* Task instructions: From the data that follows, copy every line with the string "splitting".

====== Input

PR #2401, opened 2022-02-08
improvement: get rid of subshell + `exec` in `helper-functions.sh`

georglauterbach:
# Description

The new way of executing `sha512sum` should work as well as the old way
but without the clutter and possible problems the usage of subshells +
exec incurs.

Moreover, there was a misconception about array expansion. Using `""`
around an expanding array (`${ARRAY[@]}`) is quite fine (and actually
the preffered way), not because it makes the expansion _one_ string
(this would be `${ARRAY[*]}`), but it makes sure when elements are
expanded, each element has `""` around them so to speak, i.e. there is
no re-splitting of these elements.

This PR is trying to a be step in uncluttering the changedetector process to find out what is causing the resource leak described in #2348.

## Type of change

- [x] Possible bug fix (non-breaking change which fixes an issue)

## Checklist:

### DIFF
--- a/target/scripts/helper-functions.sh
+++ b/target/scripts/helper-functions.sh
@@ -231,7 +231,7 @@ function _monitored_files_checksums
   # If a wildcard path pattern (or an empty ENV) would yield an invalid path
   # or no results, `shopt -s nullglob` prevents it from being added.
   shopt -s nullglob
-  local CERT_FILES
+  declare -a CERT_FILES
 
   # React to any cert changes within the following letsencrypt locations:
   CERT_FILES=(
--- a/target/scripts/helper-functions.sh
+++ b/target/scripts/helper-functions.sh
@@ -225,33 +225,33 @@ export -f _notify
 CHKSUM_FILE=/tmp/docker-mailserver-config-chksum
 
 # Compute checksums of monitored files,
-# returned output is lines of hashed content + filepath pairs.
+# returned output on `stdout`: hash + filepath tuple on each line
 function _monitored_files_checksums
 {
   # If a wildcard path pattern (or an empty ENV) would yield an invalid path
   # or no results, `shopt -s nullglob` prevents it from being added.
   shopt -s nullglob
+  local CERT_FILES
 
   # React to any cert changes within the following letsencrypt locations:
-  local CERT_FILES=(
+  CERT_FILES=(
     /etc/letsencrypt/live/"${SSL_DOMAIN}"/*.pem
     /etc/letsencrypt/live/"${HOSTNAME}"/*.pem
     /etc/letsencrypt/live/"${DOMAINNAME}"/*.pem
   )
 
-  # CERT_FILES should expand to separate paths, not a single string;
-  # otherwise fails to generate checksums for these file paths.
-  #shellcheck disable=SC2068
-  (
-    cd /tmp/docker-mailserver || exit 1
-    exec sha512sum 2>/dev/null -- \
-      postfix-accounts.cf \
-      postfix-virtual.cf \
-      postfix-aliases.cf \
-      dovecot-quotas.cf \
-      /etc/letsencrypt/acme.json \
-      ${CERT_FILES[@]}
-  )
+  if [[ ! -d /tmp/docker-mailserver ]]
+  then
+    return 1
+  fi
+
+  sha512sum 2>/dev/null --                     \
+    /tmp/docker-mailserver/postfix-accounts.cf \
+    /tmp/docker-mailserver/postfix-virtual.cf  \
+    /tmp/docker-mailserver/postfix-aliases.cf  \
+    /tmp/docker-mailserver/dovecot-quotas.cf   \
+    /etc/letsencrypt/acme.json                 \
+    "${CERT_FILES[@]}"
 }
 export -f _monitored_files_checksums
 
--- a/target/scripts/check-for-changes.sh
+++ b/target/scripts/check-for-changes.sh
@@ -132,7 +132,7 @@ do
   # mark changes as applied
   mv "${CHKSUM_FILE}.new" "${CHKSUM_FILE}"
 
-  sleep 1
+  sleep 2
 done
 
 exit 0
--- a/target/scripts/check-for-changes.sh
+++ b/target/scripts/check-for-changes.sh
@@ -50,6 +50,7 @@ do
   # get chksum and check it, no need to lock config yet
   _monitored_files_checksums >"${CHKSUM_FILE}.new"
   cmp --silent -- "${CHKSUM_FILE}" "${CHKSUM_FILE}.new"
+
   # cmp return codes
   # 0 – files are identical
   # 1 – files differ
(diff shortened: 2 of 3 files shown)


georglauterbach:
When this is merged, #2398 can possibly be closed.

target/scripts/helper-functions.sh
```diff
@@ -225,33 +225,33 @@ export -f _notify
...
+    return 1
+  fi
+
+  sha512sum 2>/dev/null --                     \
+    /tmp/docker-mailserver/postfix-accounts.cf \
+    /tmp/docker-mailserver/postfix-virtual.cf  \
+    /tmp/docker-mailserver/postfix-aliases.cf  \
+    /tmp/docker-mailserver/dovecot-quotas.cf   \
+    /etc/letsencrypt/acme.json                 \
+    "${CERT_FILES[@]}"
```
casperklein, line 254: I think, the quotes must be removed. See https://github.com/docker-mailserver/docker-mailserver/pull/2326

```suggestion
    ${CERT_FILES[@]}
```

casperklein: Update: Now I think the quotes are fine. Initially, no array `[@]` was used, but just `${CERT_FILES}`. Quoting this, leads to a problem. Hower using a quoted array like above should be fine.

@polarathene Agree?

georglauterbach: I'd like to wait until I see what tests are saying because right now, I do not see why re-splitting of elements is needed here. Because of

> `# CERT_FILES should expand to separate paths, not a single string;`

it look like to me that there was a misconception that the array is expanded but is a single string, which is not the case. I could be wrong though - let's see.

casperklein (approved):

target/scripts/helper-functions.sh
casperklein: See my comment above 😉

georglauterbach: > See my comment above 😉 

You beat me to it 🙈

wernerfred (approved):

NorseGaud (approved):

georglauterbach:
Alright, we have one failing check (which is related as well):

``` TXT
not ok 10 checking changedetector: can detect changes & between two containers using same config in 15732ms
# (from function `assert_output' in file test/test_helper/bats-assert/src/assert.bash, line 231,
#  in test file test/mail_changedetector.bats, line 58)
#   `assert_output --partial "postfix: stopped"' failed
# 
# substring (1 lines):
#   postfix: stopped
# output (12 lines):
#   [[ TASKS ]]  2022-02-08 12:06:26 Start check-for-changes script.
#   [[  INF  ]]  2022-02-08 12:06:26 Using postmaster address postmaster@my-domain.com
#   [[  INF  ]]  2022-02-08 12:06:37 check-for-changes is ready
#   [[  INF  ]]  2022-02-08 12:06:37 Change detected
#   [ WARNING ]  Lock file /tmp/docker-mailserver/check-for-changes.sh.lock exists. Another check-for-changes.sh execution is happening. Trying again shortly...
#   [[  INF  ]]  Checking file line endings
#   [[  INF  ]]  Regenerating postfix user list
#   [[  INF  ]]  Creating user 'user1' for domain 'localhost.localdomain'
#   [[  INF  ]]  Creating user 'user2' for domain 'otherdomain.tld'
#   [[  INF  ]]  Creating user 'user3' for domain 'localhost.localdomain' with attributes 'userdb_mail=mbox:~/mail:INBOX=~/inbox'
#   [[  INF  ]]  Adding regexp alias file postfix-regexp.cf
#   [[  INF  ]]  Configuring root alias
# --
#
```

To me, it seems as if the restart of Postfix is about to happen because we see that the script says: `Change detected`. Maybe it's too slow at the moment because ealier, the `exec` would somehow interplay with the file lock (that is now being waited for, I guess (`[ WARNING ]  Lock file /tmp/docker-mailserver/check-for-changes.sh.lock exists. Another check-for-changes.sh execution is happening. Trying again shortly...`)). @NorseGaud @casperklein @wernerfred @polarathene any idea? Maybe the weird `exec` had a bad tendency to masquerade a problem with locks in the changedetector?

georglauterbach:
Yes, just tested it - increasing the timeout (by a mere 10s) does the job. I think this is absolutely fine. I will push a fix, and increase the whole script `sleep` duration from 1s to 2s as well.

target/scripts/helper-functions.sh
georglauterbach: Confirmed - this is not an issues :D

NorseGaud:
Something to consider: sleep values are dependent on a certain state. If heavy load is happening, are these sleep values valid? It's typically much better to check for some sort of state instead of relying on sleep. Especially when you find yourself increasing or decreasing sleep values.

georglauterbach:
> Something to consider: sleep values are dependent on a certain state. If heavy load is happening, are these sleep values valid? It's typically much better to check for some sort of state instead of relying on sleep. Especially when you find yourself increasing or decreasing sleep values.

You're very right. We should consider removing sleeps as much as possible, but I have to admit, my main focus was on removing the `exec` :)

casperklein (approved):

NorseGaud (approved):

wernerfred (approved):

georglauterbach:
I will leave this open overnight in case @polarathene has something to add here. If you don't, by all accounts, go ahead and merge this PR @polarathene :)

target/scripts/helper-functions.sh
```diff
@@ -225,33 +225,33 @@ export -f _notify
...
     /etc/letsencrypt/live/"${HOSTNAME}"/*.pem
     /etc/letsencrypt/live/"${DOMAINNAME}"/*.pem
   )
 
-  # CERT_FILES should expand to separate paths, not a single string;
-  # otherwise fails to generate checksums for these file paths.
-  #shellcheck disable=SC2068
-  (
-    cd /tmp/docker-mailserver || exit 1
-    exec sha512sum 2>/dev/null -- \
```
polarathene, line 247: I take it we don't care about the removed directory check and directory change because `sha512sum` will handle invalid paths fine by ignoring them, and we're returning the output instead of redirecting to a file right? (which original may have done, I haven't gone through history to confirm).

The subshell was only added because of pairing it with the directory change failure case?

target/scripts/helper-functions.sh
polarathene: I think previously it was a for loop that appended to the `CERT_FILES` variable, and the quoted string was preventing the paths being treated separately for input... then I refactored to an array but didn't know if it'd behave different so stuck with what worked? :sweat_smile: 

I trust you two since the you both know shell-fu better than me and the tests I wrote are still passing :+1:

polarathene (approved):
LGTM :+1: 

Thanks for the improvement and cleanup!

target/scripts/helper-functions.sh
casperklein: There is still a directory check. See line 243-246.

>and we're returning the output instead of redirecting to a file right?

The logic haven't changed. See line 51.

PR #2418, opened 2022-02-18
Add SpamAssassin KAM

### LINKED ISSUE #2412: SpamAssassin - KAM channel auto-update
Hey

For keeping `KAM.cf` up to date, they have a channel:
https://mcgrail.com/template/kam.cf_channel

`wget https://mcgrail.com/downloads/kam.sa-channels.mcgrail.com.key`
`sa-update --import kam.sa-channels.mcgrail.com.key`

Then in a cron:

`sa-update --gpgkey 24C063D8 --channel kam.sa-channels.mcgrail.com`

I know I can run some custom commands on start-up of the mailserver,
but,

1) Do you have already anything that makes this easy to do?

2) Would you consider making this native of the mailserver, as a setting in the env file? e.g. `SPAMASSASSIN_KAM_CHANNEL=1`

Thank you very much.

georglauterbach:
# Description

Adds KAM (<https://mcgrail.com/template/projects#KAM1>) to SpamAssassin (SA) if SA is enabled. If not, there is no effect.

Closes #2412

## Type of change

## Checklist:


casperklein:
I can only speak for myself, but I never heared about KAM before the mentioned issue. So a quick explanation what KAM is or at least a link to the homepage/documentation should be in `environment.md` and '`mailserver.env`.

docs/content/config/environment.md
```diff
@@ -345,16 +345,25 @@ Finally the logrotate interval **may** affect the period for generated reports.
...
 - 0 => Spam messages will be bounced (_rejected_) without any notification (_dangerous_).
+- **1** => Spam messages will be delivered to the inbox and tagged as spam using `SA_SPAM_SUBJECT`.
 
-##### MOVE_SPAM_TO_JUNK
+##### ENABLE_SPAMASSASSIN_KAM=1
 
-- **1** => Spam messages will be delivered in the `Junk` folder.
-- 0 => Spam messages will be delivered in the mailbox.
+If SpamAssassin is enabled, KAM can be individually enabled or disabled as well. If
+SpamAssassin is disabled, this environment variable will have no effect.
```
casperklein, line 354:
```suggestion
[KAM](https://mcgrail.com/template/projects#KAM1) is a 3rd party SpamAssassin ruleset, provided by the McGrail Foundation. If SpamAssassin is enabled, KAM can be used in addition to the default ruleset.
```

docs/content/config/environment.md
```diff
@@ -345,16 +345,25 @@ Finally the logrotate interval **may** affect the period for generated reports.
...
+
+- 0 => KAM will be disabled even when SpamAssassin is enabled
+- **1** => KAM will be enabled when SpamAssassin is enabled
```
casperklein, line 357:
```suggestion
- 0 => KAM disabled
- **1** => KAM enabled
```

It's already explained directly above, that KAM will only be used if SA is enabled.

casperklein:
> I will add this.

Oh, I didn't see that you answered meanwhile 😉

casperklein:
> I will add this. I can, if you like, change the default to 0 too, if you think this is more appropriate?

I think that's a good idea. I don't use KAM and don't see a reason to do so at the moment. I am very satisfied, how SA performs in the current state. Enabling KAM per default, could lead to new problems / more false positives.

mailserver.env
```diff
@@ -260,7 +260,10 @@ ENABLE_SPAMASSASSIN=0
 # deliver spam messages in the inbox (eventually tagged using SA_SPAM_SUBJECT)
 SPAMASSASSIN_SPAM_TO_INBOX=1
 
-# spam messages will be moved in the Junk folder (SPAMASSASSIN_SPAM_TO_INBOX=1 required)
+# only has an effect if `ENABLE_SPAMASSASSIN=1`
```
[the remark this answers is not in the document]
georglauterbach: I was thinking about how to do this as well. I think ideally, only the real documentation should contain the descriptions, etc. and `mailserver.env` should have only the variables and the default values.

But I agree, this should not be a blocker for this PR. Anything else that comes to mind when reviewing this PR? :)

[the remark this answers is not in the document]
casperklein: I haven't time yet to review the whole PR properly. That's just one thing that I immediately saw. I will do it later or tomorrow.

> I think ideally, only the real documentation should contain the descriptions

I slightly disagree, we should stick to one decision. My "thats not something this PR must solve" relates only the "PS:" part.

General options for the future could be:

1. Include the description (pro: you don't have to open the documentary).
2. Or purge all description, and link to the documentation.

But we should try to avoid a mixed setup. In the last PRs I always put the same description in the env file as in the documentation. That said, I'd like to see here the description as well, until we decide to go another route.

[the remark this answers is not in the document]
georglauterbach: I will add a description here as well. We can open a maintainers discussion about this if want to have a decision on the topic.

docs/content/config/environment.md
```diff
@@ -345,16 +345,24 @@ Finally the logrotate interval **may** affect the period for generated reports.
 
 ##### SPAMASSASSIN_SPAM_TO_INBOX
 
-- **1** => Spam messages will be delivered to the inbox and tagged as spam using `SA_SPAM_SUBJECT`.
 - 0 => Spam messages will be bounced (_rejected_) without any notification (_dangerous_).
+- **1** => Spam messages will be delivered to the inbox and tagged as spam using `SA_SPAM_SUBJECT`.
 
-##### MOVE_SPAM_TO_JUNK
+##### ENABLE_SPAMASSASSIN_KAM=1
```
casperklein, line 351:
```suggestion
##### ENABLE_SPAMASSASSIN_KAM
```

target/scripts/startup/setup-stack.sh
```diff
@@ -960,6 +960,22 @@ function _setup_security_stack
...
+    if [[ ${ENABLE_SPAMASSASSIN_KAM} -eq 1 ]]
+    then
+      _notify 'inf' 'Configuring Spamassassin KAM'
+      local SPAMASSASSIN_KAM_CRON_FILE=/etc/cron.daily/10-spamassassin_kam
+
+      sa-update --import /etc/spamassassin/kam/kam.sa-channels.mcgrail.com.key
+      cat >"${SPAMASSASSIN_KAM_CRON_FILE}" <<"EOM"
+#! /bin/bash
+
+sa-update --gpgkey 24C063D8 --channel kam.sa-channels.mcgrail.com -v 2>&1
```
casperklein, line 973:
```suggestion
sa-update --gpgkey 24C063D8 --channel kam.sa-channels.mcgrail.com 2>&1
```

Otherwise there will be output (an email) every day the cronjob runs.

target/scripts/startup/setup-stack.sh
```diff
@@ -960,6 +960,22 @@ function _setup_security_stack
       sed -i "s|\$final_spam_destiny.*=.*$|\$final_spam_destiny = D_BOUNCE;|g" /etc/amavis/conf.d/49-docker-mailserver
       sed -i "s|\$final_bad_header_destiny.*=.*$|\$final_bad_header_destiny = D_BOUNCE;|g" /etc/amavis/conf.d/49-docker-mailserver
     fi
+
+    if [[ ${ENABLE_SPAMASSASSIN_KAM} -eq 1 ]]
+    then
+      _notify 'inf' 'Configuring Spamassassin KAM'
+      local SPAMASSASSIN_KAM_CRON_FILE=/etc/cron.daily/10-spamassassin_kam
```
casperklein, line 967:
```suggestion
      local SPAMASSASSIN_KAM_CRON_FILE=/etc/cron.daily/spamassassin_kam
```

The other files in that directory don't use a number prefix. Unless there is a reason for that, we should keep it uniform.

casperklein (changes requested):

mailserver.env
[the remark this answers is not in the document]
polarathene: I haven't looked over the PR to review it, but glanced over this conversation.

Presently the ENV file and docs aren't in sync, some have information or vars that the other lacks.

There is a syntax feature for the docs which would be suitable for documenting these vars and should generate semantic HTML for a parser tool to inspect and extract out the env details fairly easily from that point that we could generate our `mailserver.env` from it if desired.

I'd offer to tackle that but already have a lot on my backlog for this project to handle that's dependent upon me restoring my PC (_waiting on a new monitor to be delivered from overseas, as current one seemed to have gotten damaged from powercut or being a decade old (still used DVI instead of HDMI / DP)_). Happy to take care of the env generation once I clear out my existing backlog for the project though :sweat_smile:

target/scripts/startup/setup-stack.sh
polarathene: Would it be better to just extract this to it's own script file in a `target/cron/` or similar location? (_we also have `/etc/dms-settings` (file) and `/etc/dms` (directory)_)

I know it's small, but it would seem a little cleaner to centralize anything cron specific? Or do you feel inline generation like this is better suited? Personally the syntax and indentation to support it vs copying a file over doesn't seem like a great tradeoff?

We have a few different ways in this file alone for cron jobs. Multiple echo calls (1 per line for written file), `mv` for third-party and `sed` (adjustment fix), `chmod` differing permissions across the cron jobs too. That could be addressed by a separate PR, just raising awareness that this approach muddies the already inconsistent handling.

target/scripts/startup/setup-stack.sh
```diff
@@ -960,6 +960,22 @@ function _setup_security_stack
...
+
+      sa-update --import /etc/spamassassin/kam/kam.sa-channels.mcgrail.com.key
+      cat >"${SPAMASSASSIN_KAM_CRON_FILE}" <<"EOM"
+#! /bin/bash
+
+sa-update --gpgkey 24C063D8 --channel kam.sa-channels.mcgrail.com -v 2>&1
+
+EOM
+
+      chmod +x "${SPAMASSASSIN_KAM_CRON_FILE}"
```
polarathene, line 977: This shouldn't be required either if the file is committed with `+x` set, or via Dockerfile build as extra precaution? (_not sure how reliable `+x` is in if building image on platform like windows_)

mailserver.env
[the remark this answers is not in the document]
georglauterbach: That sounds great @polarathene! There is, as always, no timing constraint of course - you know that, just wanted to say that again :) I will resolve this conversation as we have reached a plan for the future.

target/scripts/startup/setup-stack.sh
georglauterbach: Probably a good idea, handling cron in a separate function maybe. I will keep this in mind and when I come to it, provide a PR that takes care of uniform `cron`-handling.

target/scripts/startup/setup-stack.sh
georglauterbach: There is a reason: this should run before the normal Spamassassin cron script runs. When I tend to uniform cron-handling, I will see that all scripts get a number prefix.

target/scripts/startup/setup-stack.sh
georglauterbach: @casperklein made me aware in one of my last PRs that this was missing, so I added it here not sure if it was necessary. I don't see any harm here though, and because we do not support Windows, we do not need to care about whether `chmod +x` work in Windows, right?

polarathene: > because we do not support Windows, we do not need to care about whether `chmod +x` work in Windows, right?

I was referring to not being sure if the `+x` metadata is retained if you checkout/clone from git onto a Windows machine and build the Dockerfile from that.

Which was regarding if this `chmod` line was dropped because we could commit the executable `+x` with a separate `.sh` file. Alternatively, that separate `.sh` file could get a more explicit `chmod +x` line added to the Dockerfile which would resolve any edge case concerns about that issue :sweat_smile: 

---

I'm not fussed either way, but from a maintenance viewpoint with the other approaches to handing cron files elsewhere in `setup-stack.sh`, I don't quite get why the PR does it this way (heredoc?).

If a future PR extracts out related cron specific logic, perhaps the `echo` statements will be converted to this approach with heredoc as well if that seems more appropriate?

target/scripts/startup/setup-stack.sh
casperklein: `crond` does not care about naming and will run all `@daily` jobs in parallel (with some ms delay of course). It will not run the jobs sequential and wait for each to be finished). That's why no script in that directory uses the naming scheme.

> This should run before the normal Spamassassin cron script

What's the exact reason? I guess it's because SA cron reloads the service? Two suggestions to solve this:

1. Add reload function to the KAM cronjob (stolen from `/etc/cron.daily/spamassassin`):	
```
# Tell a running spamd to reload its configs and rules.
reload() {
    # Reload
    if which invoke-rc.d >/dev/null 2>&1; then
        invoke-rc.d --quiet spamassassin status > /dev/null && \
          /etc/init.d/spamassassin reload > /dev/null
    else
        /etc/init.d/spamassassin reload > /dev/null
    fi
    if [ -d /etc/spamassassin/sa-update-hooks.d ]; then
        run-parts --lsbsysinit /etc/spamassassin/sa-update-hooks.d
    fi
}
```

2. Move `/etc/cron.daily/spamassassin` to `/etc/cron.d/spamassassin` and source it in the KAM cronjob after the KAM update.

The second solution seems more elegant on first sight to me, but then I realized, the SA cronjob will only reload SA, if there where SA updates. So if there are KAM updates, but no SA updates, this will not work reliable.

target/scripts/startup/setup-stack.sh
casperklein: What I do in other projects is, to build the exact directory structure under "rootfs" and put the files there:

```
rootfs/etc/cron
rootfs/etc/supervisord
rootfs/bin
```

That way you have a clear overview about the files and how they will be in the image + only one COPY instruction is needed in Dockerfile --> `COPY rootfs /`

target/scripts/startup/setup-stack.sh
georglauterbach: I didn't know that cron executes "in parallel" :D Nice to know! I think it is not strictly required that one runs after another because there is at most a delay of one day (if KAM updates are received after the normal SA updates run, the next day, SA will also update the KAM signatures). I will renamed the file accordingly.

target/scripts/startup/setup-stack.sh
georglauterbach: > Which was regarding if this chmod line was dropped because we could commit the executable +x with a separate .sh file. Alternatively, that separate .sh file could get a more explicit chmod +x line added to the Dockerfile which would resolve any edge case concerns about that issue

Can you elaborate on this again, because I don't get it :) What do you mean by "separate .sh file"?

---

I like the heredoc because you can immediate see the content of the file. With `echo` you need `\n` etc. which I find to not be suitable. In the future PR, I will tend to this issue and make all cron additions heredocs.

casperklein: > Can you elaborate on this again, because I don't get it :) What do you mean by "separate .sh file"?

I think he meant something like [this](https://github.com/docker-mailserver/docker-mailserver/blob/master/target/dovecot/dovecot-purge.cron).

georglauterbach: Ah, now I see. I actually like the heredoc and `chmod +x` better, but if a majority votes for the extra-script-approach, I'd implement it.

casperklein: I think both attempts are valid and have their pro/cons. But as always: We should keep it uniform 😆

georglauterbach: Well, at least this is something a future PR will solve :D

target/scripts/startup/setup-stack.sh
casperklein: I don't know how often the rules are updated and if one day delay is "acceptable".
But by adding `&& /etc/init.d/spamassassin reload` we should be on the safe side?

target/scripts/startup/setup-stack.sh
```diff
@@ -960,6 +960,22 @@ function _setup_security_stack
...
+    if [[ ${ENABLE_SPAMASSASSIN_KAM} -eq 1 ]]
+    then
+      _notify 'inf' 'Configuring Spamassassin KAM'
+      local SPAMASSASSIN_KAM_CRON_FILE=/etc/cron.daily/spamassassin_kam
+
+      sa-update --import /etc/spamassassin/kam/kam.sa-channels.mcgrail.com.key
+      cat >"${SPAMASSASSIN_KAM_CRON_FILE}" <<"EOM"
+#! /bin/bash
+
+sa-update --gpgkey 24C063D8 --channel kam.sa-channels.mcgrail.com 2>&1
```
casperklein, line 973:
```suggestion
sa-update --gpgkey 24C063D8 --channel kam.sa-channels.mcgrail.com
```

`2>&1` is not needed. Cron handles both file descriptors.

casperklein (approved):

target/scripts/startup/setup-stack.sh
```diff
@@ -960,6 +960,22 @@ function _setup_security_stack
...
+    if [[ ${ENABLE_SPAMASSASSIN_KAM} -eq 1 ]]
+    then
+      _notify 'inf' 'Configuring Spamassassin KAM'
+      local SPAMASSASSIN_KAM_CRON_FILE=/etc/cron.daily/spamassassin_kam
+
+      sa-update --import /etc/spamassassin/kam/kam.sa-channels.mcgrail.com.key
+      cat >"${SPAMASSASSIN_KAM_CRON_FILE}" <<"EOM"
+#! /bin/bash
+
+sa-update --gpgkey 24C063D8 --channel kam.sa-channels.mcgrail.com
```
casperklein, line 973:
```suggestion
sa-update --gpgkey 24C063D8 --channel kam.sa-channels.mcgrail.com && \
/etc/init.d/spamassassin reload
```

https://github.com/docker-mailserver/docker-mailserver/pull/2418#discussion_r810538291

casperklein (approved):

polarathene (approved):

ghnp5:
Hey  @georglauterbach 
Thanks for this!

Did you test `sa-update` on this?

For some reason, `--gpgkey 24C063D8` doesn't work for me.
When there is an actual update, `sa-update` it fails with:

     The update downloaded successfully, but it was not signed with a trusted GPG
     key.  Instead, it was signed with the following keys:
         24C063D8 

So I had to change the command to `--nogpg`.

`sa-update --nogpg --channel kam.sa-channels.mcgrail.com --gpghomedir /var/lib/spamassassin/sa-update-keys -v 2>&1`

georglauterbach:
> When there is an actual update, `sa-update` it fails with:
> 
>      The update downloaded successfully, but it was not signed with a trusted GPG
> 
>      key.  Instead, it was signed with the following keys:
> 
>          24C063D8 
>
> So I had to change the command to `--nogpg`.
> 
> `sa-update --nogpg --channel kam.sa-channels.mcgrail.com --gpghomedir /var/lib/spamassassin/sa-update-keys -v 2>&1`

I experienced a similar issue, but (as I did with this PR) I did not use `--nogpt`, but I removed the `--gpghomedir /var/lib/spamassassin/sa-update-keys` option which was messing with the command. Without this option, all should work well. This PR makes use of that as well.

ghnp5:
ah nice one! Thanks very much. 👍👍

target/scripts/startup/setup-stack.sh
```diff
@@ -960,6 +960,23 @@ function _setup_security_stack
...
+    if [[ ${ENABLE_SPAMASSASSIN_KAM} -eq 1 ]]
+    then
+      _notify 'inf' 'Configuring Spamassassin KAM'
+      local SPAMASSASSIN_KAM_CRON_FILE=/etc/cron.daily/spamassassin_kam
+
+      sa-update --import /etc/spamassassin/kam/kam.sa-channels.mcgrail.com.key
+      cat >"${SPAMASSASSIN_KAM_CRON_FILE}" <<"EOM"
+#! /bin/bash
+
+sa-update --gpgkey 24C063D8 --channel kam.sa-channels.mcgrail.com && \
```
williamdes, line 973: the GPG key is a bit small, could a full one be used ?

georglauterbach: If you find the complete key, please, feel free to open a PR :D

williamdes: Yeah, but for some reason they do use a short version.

============

* Answer space:
no re-splitting of these elements.
georglauterbach: I'd like to wait until I see what tests are saying because right now, I do not see why re-splitting of elements is needed here. Because of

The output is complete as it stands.